Work out how many lines in these entries include the string "here", and give only that figure.

[Data for review]

PR #4308, opened 2023-04-13
[COST-3715] Handle unexpected error message data type

samdoran:
## Jira Ticket

[COST-3715](https://issues.redhat.com/browse/COST-3715)

The data in `err_dict[err_key]` could be something other than a list or it could be empty. Catch and handle the exception so a good error message is returned to the customer.

## Description

Return a good error message when the data is not a list.

## Testing

```
tox -e py39 -- sources.test.test_sources_error_message
```

### DIFF
--- a/koku/sources/sources_error_message.py
+++ b/koku/sources/sources_error_message.py
@@ -80,9 +80,9 @@ class SourcesErrorMessage:
             try:
                 err_body = err_dict.get(err_key, [None]).pop()
             except TypeError:
-                err_msg = str(self._error.detail).encode().decode("UTF-8")
+                err_msg = str(self._error.detail)
             else:
-                err_msg = err_body.encode().decode("UTF-8")
+                err_msg = err_body
 
         return err_key, err_msg
 
--- a/koku/sources/sources_error_message.py
+++ b/koku/sources/sources_error_message.py
@@ -68,12 +68,14 @@ class SourcesErrorMessage:
         if isinstance(self._error, ValidationError):
             err_dict = self._error.detail
             LOG.info(f"validation error: {self._error}. Validation detail {err_dict}")
-            err_key = list(err_dict.keys()).pop()
-            err_body = err_dict.get(err_key, []).pop()
-            if err_body:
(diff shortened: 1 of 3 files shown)


samdoran:
Very good point. I just assumed it was AWS. I'll just make a generic "bucket missing" message.

koku/sources/sources_error_message.py
```diff
@@ -68,12 +76,14 @@ def _extract_from_validation_error(self):
...
             LOG.info(f"validation error: {self._error}. Validation detail {err_dict}")
-            err_key = list(err_dict.keys()).pop()
-            err_body = err_dict.get(err_key, []).pop()
-            if err_body:
-                err_msg = err_body.encode().decode("UTF-8")
-            else:
+            err_key = list(err_dict).pop()
+            try:
+                err_body = err_dict.get(err_key, []).pop()
+            except (TypeError, IndexError):
```
maskarb, line 82: The whole purpose of this `_extract_from_validation_error` is to pull the `ErrorDetail` out and ship that back to Sources. The `err_msg` we return here is displayed in the UI, so we cannot send back the full `err_body`.

maskarb, line 82: What raises a TypeError here?

Also, we can avoid the IndexError by giving the default list a value, such as `[None]`.
```suggestion
            err_key = list(err_dict).pop()
            err_body = err_dict.get(err_key, [None]).pop()
            if err_body:
                err_msg = err_body.encode().decode("UTF-8")
```

samdoran: `{}.pop()` raises a `TypeError`. This was the source of the original error. We assumed the data would always be a list and (because of another bug) we're getting a dict instead.

> Also, we can avoid the IndexError by giving the default list a value, such as [None]

Yup, that would work.

samdoran: We still need to catch and handle the `TypeError`, though.

samdoran: Any idea what the `.encode.decode('uff-8')` here accomplishes?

[/Data for review]

=== Reply ===
3